EXERCISE »
Below are some records; quote exactly the lines from the one that contains "PR #1506, opened 2023-09-21" through the one that contains "const UglifyJsPlugin = require('uglifyjs-webpack-plugin');", inclusive, and no others.

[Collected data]
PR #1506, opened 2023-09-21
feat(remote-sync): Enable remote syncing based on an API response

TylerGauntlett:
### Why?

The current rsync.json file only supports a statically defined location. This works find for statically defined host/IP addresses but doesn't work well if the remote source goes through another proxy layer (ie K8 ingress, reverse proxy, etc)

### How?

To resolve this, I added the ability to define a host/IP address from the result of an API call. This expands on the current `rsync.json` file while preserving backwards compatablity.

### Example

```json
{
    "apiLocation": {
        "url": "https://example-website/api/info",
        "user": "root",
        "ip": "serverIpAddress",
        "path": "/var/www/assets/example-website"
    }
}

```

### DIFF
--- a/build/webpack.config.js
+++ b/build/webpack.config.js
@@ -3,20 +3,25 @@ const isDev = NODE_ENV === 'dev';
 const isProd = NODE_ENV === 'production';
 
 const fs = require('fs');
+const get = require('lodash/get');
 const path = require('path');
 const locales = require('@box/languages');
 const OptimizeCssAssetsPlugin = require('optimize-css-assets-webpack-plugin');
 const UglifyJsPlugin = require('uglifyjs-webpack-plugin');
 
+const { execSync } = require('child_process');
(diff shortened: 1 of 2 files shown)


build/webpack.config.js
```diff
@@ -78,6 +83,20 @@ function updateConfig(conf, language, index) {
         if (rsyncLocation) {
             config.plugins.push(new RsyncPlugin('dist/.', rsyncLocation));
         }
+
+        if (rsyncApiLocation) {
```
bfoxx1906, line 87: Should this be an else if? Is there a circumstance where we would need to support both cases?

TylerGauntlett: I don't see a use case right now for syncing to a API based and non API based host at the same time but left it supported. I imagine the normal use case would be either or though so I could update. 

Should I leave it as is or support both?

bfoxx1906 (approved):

...

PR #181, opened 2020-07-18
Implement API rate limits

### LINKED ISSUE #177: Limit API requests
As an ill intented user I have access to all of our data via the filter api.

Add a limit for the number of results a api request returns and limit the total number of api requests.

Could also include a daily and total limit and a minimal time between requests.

--

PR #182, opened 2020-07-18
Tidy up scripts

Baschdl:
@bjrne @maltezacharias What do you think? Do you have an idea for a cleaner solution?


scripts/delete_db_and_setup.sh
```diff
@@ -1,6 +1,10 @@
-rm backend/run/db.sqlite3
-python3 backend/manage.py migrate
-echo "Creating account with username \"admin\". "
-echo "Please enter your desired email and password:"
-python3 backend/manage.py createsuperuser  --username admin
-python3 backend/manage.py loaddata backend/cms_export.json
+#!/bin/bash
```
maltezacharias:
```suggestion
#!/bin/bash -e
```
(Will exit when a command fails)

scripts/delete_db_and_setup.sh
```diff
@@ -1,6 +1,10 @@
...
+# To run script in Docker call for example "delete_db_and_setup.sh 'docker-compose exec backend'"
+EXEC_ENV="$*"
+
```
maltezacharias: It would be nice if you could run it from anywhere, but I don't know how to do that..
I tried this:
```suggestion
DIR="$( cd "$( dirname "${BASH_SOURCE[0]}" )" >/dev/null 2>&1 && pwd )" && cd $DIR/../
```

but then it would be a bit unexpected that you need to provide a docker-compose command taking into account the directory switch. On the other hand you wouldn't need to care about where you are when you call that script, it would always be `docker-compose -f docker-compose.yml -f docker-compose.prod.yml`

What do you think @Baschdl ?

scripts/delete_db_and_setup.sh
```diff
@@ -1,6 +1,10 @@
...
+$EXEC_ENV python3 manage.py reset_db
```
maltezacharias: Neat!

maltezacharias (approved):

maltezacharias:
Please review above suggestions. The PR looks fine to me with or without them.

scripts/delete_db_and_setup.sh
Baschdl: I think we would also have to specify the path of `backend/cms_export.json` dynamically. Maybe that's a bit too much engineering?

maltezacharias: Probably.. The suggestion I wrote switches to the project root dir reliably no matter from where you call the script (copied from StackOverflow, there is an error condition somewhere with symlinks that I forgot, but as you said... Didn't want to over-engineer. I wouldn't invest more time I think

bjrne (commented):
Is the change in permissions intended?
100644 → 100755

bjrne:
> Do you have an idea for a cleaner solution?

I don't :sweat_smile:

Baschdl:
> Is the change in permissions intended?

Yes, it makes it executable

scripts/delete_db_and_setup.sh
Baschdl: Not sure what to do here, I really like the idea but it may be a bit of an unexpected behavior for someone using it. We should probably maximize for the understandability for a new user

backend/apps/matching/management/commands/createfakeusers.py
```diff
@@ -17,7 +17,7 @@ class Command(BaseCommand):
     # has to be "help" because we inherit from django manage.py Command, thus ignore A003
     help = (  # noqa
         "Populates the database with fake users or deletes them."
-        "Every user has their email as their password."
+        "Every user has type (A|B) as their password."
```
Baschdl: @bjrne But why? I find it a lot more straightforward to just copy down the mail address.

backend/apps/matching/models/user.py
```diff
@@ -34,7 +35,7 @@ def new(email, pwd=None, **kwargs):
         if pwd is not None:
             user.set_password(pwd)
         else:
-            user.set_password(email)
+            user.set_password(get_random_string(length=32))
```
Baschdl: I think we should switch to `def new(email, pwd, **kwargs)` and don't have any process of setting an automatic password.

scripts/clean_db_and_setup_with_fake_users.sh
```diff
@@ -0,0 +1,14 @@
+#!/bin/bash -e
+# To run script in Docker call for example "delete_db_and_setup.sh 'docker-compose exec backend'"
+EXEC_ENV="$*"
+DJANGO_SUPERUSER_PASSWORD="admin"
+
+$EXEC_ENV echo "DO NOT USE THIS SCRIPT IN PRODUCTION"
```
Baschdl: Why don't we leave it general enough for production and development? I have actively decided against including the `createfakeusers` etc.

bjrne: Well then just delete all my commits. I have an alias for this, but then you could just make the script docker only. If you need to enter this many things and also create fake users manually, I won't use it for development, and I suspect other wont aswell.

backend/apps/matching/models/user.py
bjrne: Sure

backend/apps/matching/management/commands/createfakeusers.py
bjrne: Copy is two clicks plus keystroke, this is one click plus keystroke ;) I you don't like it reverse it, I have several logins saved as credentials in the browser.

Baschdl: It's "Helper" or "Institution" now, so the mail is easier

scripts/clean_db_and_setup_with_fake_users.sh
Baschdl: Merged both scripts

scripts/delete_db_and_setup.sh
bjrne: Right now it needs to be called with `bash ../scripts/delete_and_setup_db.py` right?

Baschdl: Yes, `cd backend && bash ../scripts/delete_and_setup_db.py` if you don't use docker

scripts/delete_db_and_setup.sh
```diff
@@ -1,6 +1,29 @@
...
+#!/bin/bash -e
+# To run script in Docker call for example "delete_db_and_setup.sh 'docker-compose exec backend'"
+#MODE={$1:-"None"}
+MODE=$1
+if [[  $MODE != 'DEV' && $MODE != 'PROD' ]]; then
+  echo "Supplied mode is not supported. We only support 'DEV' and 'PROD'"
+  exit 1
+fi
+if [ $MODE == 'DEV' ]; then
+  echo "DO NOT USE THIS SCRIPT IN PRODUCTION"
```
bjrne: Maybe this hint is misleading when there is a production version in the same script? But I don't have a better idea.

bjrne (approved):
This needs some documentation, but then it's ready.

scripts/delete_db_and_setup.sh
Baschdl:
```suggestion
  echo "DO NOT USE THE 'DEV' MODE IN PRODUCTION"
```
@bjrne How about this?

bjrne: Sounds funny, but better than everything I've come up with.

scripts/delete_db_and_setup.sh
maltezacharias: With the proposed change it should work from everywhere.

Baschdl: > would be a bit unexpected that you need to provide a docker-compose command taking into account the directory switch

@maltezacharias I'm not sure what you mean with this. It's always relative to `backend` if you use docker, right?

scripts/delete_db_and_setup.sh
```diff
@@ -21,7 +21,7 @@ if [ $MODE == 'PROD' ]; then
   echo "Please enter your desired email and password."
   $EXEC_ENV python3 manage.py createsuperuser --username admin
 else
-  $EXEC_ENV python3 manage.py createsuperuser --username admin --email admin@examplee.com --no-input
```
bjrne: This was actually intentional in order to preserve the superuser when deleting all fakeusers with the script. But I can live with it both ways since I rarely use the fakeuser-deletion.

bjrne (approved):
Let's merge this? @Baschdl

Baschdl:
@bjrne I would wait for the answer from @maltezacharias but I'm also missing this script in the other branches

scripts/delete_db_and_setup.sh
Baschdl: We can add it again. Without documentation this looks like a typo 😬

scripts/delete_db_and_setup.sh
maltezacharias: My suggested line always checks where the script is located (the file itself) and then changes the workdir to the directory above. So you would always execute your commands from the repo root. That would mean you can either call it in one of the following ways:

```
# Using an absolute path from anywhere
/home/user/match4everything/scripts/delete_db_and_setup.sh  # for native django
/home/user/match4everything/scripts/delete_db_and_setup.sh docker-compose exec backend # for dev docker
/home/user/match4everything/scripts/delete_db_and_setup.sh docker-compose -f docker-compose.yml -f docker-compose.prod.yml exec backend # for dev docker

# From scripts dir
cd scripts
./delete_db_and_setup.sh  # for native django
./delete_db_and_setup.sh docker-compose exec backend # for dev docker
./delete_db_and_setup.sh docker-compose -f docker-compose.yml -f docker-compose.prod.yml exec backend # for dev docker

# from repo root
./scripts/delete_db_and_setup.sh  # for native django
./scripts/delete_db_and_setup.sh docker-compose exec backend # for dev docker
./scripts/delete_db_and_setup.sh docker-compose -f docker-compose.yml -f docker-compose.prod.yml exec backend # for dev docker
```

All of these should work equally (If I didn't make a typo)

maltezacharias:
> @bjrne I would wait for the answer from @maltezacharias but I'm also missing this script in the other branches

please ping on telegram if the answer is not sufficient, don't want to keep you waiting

WRITTEN RESPONSE »
PR #1506, opened 2023-09-21
feat(remote-sync): Enable remote syncing based on an API response

TylerGauntlett:
### Why?

The current rsync.json file only supports a statically defined location. This works find for statically defined host/IP addresses but doesn't work well if the remote source goes through another proxy layer (ie K8 ingress, reverse proxy, etc)

### How?

To resolve this, I added the ability to define a host/IP address from the result of an API call. This expands on the current `rsync.json` file while preserving backwards compatablity.

### Example

```json
{
    "apiLocation": {
        "url": "https://example-website/api/info",
        "user": "root",
        "ip": "serverIpAddress",
        "path": "/var/www/assets/example-website"
    }
}

```

### DIFF
--- a/build/webpack.config.js
+++ b/build/webpack.config.js
@@ -3,20 +3,25 @@ const isDev = NODE_ENV === 'dev';
 const isProd = NODE_ENV === 'production';
 
 const fs = require('fs');
+const get = require('lodash/get');
 const path = require('path');
 const locales = require('@box/languages');
 const OptimizeCssAssetsPlugin = require('optimize-css-assets-webpack-plugin');
 const UglifyJsPlugin = require('uglifyjs-webpack-plugin');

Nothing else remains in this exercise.